— DIRECTIONS FOR THIS TASK —
The string "recent" may appear in lines of the listing. Report each line where it does.

BEGIN MATERIAL FOR THE TASK

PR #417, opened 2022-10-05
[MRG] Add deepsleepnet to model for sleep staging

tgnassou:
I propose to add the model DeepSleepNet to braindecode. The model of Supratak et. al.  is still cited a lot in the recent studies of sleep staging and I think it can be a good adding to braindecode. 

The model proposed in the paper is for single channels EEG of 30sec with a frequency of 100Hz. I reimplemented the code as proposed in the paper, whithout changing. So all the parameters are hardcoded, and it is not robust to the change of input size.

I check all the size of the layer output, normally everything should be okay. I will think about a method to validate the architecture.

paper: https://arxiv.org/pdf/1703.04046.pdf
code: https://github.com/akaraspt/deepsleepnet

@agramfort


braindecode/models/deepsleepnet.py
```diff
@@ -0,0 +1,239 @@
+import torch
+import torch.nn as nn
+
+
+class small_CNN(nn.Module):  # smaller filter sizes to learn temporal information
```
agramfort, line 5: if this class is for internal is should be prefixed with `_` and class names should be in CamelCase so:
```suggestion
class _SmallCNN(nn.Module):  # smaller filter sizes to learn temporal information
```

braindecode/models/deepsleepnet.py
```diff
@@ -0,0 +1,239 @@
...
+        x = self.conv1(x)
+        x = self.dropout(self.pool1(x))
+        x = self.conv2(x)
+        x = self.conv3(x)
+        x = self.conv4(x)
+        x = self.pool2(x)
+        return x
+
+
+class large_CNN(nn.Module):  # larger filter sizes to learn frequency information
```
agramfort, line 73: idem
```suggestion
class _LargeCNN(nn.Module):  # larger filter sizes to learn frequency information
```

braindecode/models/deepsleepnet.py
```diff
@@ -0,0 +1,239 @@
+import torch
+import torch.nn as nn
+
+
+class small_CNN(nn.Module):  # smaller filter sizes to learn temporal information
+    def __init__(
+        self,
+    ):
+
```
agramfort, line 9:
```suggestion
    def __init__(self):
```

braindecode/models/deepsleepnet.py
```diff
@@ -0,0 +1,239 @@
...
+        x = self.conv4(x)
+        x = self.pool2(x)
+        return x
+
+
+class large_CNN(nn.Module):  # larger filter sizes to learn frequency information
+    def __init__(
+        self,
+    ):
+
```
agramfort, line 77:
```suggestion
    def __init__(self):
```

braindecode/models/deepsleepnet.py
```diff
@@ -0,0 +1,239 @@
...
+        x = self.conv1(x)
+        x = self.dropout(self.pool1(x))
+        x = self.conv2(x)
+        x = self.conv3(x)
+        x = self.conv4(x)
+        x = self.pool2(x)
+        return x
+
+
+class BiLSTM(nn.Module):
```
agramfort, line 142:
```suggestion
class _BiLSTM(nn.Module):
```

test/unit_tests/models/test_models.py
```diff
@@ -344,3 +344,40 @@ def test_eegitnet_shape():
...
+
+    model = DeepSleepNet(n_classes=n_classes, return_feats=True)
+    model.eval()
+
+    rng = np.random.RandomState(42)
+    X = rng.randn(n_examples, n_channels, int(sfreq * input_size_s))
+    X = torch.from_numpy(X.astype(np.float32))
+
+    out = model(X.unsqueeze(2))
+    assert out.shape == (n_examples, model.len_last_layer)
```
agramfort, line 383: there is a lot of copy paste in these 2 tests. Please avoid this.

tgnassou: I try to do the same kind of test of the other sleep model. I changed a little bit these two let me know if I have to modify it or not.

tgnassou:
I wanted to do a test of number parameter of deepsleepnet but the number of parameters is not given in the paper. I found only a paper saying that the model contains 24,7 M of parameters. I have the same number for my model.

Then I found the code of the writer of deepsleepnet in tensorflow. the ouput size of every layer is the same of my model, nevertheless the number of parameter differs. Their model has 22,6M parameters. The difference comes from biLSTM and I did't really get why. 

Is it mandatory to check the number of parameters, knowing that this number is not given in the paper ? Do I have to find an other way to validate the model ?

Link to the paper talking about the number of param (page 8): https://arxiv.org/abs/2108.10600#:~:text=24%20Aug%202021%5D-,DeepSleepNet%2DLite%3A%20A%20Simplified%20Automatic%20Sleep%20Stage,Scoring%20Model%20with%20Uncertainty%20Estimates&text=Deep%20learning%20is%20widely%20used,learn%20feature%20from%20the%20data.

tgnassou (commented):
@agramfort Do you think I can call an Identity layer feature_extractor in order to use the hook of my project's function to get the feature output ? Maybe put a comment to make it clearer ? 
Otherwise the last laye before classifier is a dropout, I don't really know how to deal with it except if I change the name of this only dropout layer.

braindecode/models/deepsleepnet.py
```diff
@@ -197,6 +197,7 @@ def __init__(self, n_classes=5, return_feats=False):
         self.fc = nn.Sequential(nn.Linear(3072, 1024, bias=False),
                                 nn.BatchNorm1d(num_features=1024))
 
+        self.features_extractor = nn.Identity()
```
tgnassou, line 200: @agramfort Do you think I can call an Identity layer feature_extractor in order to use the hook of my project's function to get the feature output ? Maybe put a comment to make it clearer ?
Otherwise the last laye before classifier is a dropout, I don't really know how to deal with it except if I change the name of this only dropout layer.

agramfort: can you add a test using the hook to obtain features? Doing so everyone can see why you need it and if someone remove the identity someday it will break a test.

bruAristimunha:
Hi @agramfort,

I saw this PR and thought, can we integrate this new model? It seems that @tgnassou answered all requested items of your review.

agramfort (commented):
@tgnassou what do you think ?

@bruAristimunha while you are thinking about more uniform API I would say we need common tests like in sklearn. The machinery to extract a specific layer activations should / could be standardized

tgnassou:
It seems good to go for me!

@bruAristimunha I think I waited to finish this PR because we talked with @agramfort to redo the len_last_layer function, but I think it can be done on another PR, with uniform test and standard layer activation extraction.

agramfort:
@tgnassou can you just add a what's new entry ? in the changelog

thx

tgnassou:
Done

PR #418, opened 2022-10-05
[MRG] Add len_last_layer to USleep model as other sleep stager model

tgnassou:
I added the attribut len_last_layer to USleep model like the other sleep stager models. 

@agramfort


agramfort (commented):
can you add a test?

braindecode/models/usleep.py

END MATERIAL FOR THE TASK
BEGIN MATERIAL FOR THE TASK

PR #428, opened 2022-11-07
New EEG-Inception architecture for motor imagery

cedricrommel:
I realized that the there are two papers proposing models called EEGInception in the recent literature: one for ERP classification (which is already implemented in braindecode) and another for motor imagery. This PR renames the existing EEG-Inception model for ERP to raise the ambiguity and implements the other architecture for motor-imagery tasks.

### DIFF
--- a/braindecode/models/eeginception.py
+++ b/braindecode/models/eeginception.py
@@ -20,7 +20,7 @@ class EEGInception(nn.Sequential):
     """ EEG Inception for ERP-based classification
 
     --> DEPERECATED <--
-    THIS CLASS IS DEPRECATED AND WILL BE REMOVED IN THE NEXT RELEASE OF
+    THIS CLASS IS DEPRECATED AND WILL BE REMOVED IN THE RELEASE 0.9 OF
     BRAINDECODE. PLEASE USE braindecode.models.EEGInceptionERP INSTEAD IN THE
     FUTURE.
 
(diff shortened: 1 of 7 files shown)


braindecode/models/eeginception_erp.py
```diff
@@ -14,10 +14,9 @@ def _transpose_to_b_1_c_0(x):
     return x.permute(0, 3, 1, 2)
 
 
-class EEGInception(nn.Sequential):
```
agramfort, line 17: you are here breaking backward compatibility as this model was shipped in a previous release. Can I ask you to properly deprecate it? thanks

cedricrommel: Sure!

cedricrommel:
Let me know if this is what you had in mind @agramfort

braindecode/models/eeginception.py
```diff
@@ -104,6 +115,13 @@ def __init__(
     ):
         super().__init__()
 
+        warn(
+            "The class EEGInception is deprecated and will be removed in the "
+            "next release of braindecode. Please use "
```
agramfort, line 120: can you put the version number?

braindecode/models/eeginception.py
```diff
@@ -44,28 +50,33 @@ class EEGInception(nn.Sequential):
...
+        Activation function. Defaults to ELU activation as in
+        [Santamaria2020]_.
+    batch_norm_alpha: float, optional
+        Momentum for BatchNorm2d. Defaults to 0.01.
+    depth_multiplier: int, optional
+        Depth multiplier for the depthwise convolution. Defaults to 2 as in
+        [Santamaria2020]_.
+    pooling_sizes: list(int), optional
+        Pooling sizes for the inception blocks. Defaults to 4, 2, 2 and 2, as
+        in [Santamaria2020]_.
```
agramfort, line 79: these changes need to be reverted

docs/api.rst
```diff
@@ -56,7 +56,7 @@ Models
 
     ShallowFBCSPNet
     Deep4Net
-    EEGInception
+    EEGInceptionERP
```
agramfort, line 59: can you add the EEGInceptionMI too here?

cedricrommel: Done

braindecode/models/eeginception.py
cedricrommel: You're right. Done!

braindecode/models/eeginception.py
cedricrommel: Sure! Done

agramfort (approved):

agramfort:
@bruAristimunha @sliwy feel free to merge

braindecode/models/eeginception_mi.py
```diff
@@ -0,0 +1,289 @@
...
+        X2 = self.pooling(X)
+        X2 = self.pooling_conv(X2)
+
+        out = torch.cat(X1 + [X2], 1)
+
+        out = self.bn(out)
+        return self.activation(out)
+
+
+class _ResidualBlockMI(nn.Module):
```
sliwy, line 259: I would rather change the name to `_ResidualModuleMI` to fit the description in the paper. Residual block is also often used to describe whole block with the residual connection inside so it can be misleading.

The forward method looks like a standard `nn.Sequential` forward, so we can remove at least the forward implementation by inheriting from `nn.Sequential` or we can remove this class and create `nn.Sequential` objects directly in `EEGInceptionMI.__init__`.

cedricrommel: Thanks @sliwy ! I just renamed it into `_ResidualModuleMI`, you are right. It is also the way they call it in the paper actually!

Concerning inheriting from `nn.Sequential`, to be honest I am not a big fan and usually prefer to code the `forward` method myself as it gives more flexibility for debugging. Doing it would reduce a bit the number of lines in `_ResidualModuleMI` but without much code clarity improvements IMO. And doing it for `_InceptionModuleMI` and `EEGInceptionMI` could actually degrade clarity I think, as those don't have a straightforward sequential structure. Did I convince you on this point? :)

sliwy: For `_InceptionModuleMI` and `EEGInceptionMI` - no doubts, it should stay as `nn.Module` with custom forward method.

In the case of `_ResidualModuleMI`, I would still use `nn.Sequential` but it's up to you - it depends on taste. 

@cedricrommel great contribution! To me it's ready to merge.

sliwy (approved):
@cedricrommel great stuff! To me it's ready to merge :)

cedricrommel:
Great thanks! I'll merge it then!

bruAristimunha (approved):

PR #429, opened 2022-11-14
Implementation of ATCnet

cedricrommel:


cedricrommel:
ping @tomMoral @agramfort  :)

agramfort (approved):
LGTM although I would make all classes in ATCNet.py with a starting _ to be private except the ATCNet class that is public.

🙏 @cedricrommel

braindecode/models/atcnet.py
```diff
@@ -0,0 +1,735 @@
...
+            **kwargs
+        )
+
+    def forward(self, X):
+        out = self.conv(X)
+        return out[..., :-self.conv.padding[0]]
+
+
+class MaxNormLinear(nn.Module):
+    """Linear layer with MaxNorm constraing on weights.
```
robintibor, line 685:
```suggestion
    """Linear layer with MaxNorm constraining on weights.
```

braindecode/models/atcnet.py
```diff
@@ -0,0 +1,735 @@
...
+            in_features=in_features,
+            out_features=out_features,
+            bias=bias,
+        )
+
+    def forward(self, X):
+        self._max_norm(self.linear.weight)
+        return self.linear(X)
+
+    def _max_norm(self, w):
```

END MATERIAL FOR THE TASK
BEGIN MATERIAL FOR THE TASK

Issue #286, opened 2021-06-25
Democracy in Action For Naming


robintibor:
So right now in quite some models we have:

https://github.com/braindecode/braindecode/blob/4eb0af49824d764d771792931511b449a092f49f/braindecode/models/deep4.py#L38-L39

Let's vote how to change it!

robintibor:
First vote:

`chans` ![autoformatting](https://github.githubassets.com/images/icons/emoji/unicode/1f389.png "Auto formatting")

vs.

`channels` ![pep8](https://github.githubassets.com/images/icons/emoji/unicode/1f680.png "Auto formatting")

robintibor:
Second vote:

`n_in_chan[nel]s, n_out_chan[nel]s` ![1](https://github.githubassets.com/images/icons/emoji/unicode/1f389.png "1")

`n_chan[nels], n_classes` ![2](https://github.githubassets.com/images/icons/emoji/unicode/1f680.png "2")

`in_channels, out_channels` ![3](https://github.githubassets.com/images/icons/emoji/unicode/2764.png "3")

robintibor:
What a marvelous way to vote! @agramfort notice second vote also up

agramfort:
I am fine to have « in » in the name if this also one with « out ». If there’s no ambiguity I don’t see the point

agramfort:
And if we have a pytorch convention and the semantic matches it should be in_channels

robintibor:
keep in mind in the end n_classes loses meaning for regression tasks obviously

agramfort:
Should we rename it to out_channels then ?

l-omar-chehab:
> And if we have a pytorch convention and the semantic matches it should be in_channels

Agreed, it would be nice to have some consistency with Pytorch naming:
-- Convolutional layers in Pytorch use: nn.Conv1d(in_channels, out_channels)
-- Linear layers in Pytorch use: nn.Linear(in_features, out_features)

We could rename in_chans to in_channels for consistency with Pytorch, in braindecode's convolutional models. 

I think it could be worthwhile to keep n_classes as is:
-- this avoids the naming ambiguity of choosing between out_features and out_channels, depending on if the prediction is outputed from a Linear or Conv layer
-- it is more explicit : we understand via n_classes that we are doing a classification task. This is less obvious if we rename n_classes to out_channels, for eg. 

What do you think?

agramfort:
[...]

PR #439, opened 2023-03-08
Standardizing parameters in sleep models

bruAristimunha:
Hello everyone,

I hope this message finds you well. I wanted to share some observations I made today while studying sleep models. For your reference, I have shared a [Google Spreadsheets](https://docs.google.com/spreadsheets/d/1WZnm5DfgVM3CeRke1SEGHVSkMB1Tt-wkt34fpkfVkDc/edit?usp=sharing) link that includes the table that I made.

END MATERIAL FOR THE TASK

— EXERCISE RESULT —
I propose to add the model DeepSleepNet to braindecode. The model of Supratak et. al.  is still cited a lot in the recent studies of sleep staging and I think it can be a good adding to braindecode. 
I realized that the there are two papers proposing models called EEGInception in the recent literature: one for ERP classification (which is already implemented in braindecode) and another for motor imagery. This PR renames the existing EEG-Inception model for ERP to raise the ambiguity and implements the other architecture for motor-imagery tasks.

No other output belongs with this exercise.